(Collected data entries)
# # # #

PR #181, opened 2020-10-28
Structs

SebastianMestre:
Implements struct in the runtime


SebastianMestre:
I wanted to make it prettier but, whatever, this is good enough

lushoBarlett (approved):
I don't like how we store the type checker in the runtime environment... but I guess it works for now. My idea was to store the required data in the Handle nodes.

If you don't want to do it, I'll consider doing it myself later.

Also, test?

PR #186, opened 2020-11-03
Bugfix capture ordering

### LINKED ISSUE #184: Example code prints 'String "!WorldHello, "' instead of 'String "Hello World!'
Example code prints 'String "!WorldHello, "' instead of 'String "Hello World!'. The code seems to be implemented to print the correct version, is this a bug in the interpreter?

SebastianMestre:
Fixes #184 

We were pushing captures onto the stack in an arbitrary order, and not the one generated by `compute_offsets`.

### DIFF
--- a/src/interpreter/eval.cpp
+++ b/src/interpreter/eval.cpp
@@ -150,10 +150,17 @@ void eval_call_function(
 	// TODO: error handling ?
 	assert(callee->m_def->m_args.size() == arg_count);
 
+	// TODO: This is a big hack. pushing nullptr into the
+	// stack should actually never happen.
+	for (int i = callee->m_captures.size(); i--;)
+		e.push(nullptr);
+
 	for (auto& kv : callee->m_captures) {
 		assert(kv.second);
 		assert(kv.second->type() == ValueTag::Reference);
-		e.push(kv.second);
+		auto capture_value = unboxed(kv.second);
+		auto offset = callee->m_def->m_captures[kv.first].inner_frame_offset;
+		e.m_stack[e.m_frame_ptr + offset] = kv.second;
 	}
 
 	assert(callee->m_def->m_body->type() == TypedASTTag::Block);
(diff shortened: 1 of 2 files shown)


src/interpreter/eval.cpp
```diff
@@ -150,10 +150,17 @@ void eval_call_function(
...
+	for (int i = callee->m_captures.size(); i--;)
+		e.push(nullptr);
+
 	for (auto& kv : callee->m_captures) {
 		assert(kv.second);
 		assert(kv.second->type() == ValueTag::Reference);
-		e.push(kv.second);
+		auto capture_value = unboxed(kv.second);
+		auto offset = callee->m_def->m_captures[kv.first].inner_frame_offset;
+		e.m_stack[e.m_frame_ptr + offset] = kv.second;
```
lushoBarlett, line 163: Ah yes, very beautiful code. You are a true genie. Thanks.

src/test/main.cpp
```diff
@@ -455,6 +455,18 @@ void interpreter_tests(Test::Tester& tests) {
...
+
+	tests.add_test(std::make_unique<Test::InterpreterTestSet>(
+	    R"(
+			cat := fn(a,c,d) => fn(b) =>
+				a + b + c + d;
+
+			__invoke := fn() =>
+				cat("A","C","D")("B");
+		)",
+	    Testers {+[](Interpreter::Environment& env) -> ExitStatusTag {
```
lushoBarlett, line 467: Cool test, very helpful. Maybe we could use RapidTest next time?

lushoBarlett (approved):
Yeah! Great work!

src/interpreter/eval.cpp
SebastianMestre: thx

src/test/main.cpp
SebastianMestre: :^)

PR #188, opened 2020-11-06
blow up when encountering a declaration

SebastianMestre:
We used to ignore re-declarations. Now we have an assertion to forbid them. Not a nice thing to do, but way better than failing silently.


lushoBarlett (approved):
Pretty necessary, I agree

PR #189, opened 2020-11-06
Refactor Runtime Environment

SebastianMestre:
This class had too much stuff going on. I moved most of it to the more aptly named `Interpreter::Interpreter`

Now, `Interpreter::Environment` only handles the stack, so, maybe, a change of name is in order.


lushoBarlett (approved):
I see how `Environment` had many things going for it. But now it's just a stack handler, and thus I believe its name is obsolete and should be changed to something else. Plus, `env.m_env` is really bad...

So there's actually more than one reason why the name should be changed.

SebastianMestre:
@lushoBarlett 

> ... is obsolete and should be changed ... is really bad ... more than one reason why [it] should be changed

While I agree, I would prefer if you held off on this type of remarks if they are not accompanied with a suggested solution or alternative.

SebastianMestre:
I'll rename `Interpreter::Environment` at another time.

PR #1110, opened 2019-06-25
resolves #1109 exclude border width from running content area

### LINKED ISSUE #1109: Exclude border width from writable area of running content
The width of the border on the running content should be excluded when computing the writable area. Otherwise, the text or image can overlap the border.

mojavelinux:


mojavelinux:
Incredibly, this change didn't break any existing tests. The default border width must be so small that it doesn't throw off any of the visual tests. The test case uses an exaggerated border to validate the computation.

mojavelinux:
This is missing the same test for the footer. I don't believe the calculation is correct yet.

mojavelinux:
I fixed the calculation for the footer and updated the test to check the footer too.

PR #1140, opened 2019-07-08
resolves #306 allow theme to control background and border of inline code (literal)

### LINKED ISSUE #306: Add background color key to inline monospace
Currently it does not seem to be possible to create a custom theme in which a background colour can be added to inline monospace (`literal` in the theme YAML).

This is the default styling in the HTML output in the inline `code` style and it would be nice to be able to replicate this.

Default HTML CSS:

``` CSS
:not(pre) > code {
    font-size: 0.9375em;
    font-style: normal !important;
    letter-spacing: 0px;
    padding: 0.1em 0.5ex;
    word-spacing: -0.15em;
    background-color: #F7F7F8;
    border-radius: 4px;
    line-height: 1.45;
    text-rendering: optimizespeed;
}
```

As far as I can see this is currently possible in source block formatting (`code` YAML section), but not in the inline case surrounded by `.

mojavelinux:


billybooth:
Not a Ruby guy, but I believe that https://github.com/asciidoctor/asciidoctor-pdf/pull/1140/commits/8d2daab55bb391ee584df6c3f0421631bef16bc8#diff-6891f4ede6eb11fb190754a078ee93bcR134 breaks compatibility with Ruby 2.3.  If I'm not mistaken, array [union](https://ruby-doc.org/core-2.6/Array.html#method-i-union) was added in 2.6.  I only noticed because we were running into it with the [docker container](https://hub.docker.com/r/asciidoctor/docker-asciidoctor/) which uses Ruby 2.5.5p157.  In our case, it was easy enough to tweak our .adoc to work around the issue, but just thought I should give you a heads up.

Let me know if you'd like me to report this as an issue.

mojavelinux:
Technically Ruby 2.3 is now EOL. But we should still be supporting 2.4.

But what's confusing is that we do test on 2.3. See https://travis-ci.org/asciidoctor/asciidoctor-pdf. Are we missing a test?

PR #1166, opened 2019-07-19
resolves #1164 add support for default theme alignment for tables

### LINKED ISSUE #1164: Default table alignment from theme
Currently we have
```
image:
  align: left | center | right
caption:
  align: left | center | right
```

# # # #

WHAT IS NEEDED:
Could you print all of the data above once more, unaltered?

RESPONSE:
PR #181, opened 2020-10-28
Structs

SebastianMestre:
Implements struct in the runtime


SebastianMestre:
I wanted to make it prettier but, whatever, this is good enough

lushoBarlett (approved):
I don't like how we store the type checker in the runtime environment... but I guess it works for now. My idea was to store the required data in the Handle nodes.

If you don't want to do it, I'll consider doing it myself later.

Also, test?

PR #186, opened 2020-11-03
Bugfix capture ordering

### LINKED ISSUE #184: Example code prints 'String "!WorldHello, "' instead of 'String "Hello World!'
Example code prints 'String "!WorldHello, "' instead of 'String "Hello World!'. The code seems to be implemented to print the correct version, is this a bug in the interpreter?

SebastianMestre:
Fixes #184 

We were pushing captures onto the stack in an arbitrary order, and not the one generated by `compute_offsets`.

### DIFF
--- a/src/interpreter/eval.cpp
+++ b/src/interpreter/eval.cpp
@@ -150,10 +150,17 @@ void eval_call_function(
 	// TODO: error handling ?
 	assert(callee->m_def->m_args.size() == arg_count);
 
+	// TODO: This is a big hack. pushing nullptr into the
+	// stack should actually never happen.
+	for (int i = callee->m_captures.size(); i--;)
+		e.push(nullptr);
+
 	for (auto& kv : callee->m_captures) {
 		assert(kv.second);
 		assert(kv.second->type() == ValueTag::Reference);
-		e.push(kv.second);
+		auto capture_value = unboxed(kv.second);
+		auto offset = callee->m_def->m_captures[kv.first].inner_frame_offset;
+		e.m_stack[e.m_frame_ptr + offset] = kv.second;
 	}
 
 	assert(callee->m_def->m_body->type() == TypedASTTag::Block);
(diff shortened: 1 of 2 files shown)


src/interpreter/eval.cpp
```diff
@@ -150,10 +150,17 @@ void eval_call_function(
...
+	for (int i = callee->m_captures.size(); i--;)
+		e.push(nullptr);
+
 	for (auto& kv : callee->m_captures) {
 		assert(kv.second);
 		assert(kv.second->type() == ValueTag::Reference);
-		e.push(kv.second);
+		auto capture_value = unboxed(kv.second);
+		auto offset = callee->m_def->m_captures[kv.first].inner_frame_offset;
+		e.m_stack[e.m_frame_ptr + offset] = kv.second;
```
lushoBarlett, line 163: Ah yes, very beautiful code. You are a true genie. Thanks.

src/test/main.cpp
```diff
@@ -455,6 +455,18 @@ void interpreter_tests(Test::Tester& tests) {
...
+
+	tests.add_test(std::make_unique<Test::InterpreterTestSet>(
+	    R"(
+			cat := fn(a,c,d) => fn(b) =>
+				a + b + c + d;
+
+			__invoke := fn() =>
+				cat("A","C","D")("B");
+		)",
+	    Testers {+[](Interpreter::Environment& env) -> ExitStatusTag {
```
lushoBarlett, line 467: Cool test, very helpful. Maybe we could use RapidTest next time?

lushoBarlett (approved):
Yeah! Great work!

src/interpreter/eval.cpp
SebastianMestre: thx

src/test/main.cpp
SebastianMestre: :^)

PR #188, opened 2020-11-06
blow up when encountering a declaration

SebastianMestre:
We used to ignore re-declarations. Now we have an assertion to forbid them. Not a nice thing to do, but way better than failing silently.


lushoBarlett (approved):
Pretty necessary, I agree

PR #189, opened 2020-11-06
Refactor Runtime Environment

SebastianMestre:
This class had too much stuff going on. I moved most of it to the more aptly named `Interpreter::Interpreter`

Now, `Interpreter::Environment` only handles the stack, so, maybe, a change of name is in order.


lushoBarlett (approved):
I see how `Environment` had many things going for it. But now it's just a stack handler, and thus I believe its name is obsolete and should be changed to something else. Plus, `env.m_env` is really bad...

So there's actually more than one reason why the name should be changed.

SebastianMestre:
@lushoBarlett 

> ... is obsolete and should be changed ... is really bad ... more than one reason why [it] should be changed

While I agree, I would prefer if you held off on this type of remarks if they are not accompanied with a suggested solution or alternative.

SebastianMestre:
I'll rename `Interpreter::Environment` at another time.

PR #1110, opened 2019-06-25
resolves #1109 exclude border width from running content area

### LINKED ISSUE #1109: Exclude border width from writable area of running content
The width of the border on the running content should be excluded when computing the writable area. Otherwise, the text or image can overlap the border.

mojavelinux:


mojavelinux:
Incredibly, this change didn't break any existing tests. The default border width must be so small that it doesn't throw off any of the visual tests. The test case uses an exaggerated border to validate the computation.

mojavelinux:
This is missing the same test for the footer. I don't believe the calculation is correct yet.

mojavelinux:
I fixed the calculation for the footer and updated the test to check the footer too.

PR #1140, opened 2019-07-08
resolves #306 allow theme to control background and border of inline code (literal)

### LINKED ISSUE #306: Add background color key to inline monospace
Currently it does not seem to be possible to create a custom theme in which a background colour can be added to inline monospace (`literal` in the theme YAML).

This is the default styling in the HTML output in the inline `code` style and it would be nice to be able to replicate this.

Default HTML CSS:

``` CSS
:not(pre) > code {
    font-size: 0.9375em;
    font-style: normal !important;
    letter-spacing: 0px;
    padding: 0.1em 0.5ex;
    word-spacing: -0.15em;
    background-color: #F7F7F8;
    border-radius: 4px;
    line-height: 1.45;
    text-rendering: optimizespeed;
}
```

As far as I can see this is currently possible in source block formatting (`code` YAML section), but not in the inline case surrounded by `.

mojavelinux:


billybooth:
Not a Ruby guy, but I believe that https://github.com/asciidoctor/asciidoctor-pdf/pull/1140/commits/8d2daab55bb391ee584df6c3f0421631bef16bc8#diff-6891f4ede6eb11fb190754a078ee93bcR134 breaks compatibility with Ruby 2.3.  If I'm not mistaken, array [union](https://ruby-doc.org/core-2.6/Array.html#method-i-union) was added in 2.6.  I only noticed because we were running into it with the [docker container](https://hub.docker.com/r/asciidoctor/docker-asciidoctor/) which uses Ruby 2.5.5p157.  In our case, it was easy enough to tweak our .adoc to work around the issue, but just thought I should give you a heads up.

Let me know if you'd like me to report this as an issue.

mojavelinux:
Technically Ruby 2.3 is now EOL. But we should still be supporting 2.4.

But what's confusing is that we do test on 2.3. See https://travis-ci.org/asciidoctor/asciidoctor-pdf. Are we missing a test?

PR #1166, opened 2019-07-19
resolves #1164 add support for default theme alignment for tables

### LINKED ISSUE #1164: Default table alignment from theme
Currently we have
```
image:
  align: left | center | right
caption:
  align: left | center | right
```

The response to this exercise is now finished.